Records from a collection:
PR #176, opened 2026-05-05
Disable auto-release on publish workflow

Monkopedia:
Auto-release validation timeout was killing the workflow before subsequent steps could run.


Monkopedia:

= What you have to do =
Check the records above and copy each line that has the string "release".

= Result for this task =
Disable auto-release on publish workflow
Auto-release validation timeout was killing the workflow before subsequent steps could run.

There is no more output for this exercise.